Unlike the work of Hugo Grotius and Simon van Leeuwen with which Voet's Commentary has been compared, Voet, as a teacher of law, wrote in Latin and not Dutch, as Latin at the time was the teaching language. Like Grotius, Voet relied upon the theory of natural law as the basis for his systematization of the law.

In the 19th century, Voet's Commentary was translated into German. It is still an important source of South African law, the common law of which is Roman-Dutch.
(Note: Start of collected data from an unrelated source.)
PR #168, opened 2016-10-18
Update style for new cg-site design

thisisdano:
**Paired with https://github.com/18F/cg-site/pull/9**

This update modifies styles to bring cg-site home up to new lightweight design.

---

PR #169, opened 2016-10-20
New sidebar styles

thisisdano:
In bringing the background to the new, lighter level, I needed to redesign the sidebar to match. This  PR is paired with PRs in `cg-site` (https://github.com/18F/cg-site/pull/9 - for the homepage), `cg-docs` (https://github.com/18F/cg-docs/pull/475 -for docs), and `cg-dashboard` (https://github.com/18F/cg-dashboard/pull/685 - for the dashboard).

It builds off the additional style work in https://github.com/18F/cg-style/pull/168, so please check that out if you haven't already.

---

We've updated to new typefaces and we're at the beginning of updating the dashboard to the styles shown in our [Invision](https://gsa.invisionapp.com/share/838UY596S#/191691942_App-Overview). For reference, this is how that looks:

screen shot 2016-10-20 at 1 06 10 pm

---

I've updated docs and dashboard to match this basic look and feel:

**docs**

screen shot 2016-10-20 at 5 01 13 pm

cg-docs-responsive 2x

**Dashboard**

screen shot 2016-10-20 at 1 03 40 pm

---

I've also added `<section> <h1>`s to all the docs content to give them consistent titles, and I've modified their hed structure when the body heds were out of whack.

This new functionality and look-and-feel works pretty well in all my testing, but obvs it's never perfect. This is a baseline for further work, so I'd be happy to talk about what's here, adjust it now, and look to improve it over further iterations!

It crosses over into Skyporter world as well, so all are tagged here!

@msecret @vz3 @nikzei @berndverst @brittag @jameshupp


thisisdano:
Updated nav highlight to black for accessibility and consistency (checked against white, but not against the light bg!)

thisisdano:
I also think that the blue bar next to the hamburger (in mobile) might better show the doc path (i.e. something like `/introduction/overview/` in the example above, to match the nav path, but that's a more involved solution, since that path should _probably_ match the url path, too...)

cg-docs-responsive 2x

thisisdano:
Added a crisp new favicon for good measure!

screen shot 2016-10-20 at 4 16 19 pm

suprenant:
@thisisdano nice, had noticed the favicon was falling apart!

src/css/base/typography.scss
```diff
@@ -181,4 +201,22 @@ pre {
     line-height: $leading-body;
     display: inline;
   }
-}
\ No newline at end of file
+}
+
+pre {
```
msecret: These rules and the `.code` one above should go in `src/css/base/formatted.scss`

src/css/base/typography.scss
```diff
@@ -107,21 +119,19 @@ h5 {
...
-  font-size: $serif-s4;
+  font-size: $serif-s5;
   line-height: $leading-body;
-
-  @include media($medium-screen) {
-    font-size: $serif-s5;
-  }
 }
 
+.usa-content.content h1 + p, // scope to docs
```
msecret, line 126: I think we need a better way to scope to docs. I'll think of a good way, it'll probably be a specific content class we use on docs.

src/css/components/actions.scss
```diff
@@ -22,16 +20,12 @@
 
 // Extra specificity due to WDS.
 .action {
-  &.action-primary {
-    font-size: $sans-s2;
-  }
+  &.action-primary { font-size: $sans-s2; }
```
msecret: Can you format these to 3 lines?

src/css/components/footer.scss
```diff
@@ -14,3 +14,12 @@
     color: $color-white;
   }
 }
+
+.content footer {
```
msecret, line 18: @thisisdano  What is this for? Where is this being applied to?

src/css/components/logo.scss
```diff
@@ -3,5 +3,14 @@
 
 .logo {
   height: 41px;
-  width: 203px;
+  width: 144px;
+}
+
+.header-title a {
```
msecret: I'd prefer to use a separate class for this, not a `a` tag selector. Like `.logo-link`.

src/css/components/sidenav.scss
```diff
@@ -150,76 +146,123 @@ $color-heading:     $color-primary-alt-light;
...
+        color: $color-textblack;
+      }
+
+      &:before {
+        background-color: $color-textblack;
       }
     }
   }
+
+  .sidenav-active-dashboard {
```
msecret: Rather then naming classes after the different sites, like `dashboard`, `docs`, `site`, I'd prefer we name them more specific to what they are trying to accomplish. So in this case, it looks like we're changing the colors to black. Would `sidenav-active-black` or something like that make more sense?

suprenant:
This has been blocked pending design review for a couple days. @vz3 please review ASAP

berndverst:
Big 👍  from me! This looks worlds better for the documentation. So much cleaner and more professional.

Looks great from Skyporter perspective.

thisisdano:
I modified the logo to be more closely aligned with login.gov.
@vz3 — all cool to continue?

---

screen shot 2016-10-27 at 1 26 12 pm

vz3:
👍 here

src/css/base/typography.scss
```diff
@@ -107,26 +119,25 @@ h5 {
...
   line-height: $leading-body;
-
-  @include media($medium-screen) {
-    font-size: $serif-s5;
-  }
 }
 
-.page-dek {
-  color: $color-mediumgray;
+.usa-content.content h1 + p, // scope to docs
```
msecret, line 126: Use separate class for docs specific.

src/css/base/typography.scss
```diff
@@ -159,6 +174,29 @@ blockquote {
...
+  padding-top: $grid-2;
+
+  p {
+    font-family: $font-sans;
+    font-weight: 400;
+    line-height: $leading-display;
+  }
+}
+
+.quote-attrib {
```
msecret: Consider making all of these quote component.

src/css/components/logo.scss
```diff
@@ -3,5 +3,14 @@
 
 .logo {
   height: 41px;
-  width: 203px;
+  width: 201px;
+}
+
+.header-title a {
```
msecret: Don't use `a` here.

src/css/components/section.scss
```diff
@@ -64,6 +75,60 @@ $chevron-size: 4.865rem;
...
+
+  a,
+  a:active,
+  a:hover,
+  a:visited {
+    color: $color-red;
+    text-decoration: underline;
+  }
+
+  a:active,
```
msecret, line 114: Ensure this rule isn't copied from above.

src/css/override_components.scss
```diff
@@ -183,3 +159,16 @@ input:focus {
     width: $grid-4;
   }
 }
+
+.fa {
```
msecret: @thisisdano We're currently only using fontawesome on docs, are you suggesting we use it on dashboard too? I think that requires a larger discussion.

src/css/components/sidenav.scss
thisisdano: this can be deprecated (and returned to `sidenav-active`) as the functionality is now the same

src/css/override_components.scss
thisisdano: This should be removed — I was trying something that I don't think is going anywhere!

src/css/base/typography.scss
thisisdano: sure, I can do that — I was hesitant to over-specify, but I can make it so

src/css/base/typography.scss
thisisdano: the issue with this is that it's difficult to add special classes to the docs markdown, so it's more reliable to do this via adjacency

src/css/components/footer.scss
thisisdano: This is the footer that appears at the bottom of docs content panels. 

screen shot 2016-10-28 at 12 50 35 pm

src/css/components/logo.scss
thisisdano: Should I just add a class to that `<a>` element in the markup?

src/css/components/section.scss
thisisdano: This is an overwrite to prevent writing a separate `a, a:visited` rule for color, but I can write it that way if desired.

src/css/base/typography.scss
msecret: Ah thanks for pointing that out @thisisdano, I'll look at it and consider options.

msecret (approved):

PR #1338, opened 2023-04-21
:robot: Download only the x86 iso for testing

Itxaka:
As we now have also arm generic images, the download-latest job is now downsloading both isos as they match in name.

Adds a tighter regex to download the proper images

Fixes #


mauromorales (approved):
lgtm

mudler (approved):

PR #1344, opened 2023-04-24
:robot: Fix releases test

### LINKED ISSUE #1345: :robot: CI test relies on the results of GitHub releases, making it brittle
This test https://github.com/kairos-io/kairos/blob/fdff7517834e0ff24702b68a75ab86ffcc2f8438/pkg/github/releases_test.go#L18

Uses the result of a call to GitHub list of releases, but these are changing with time. I think it would be better to record this call, so a) it does not make the call live for every run of the test and b) so we can reliably expect a certain release number to be fixed all the time

Itxaka:
Leftover broken tests for releases functions

Fixes #1345


mauromorales (approved):
Nice, I opened an issue but you're too fast :)

LGTM

PR #1359, opened 2023-04-26
:sparkles: Compress firmware and kernel modules on ubuntu

Itxaka:

Fixes #


Itxaka:
Need to compare sizes but the firmware goes from 962M to 377M and modules from 584M to 146M but the final iso doesnt really translate into the same gain...

Earthfile
```diff
@@ -348,6 +348,13 @@ base-image:
         COPY github.com/kairos-io/immucore:$IMMUCORE_DEV_BRANCH+dracut-artifacts/10-immucore.conf /etc/dracut.conf.d/10-immucore.conf
     END
     # END
+    IF [ "$FLAVOR" = "ubuntu-20-lts" ] || [ "$FLAVOR" = "ubuntu" ] || [ "$FLAVOR" = "ubuntu-22-lts" ]
```
mauromorales, line 351: I guess we need to remember to also do this with the ubuntu RPi images once we have them

mauromorales (dismissed):
lgtm

Earthfile
Itxaka: Good point. I tried a regex here but somehow I could not get it to work :sob:

Itxaka:
I dunno, this doesn't seem alrigth. While isos boot and I can confirm that the modules are indeed compressed, the size is not that big. A mere 100Mb as maximum...

Itxaka:
ok, in teh final system there is a 800Mb difference between a compressed and uncompressed image installed. That makes more sense, the active.img is used 1.2Gb vs 2.0Gb between them.

mauromorales (approved):
lgtm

Sir Henry de Villiers, Chief Justice of the Cape Colony and later of South Africa, made much use of Voet's Commentary.

The philosopher David Hume recalled being required to read Voet's Commentary while studying Law in Edinburgh.

His other works include:

- Compendiem juris adjectis differentiis Civilis et Canonici (1682)
- Commentarius ad pandectas : in quo, praeter Romani juris principia ac controversias illustriores, jus etiam hodiernum et praecipuae fori quaestiones excutiuntur
- De Usufructu (1704)
- Elementa juris secundum ordinem Inst. Justiniani (translated into Dutch as De Beginzels des Rechts, that is, The Principles of the Law) – a commentary on the Institutes of Justinian.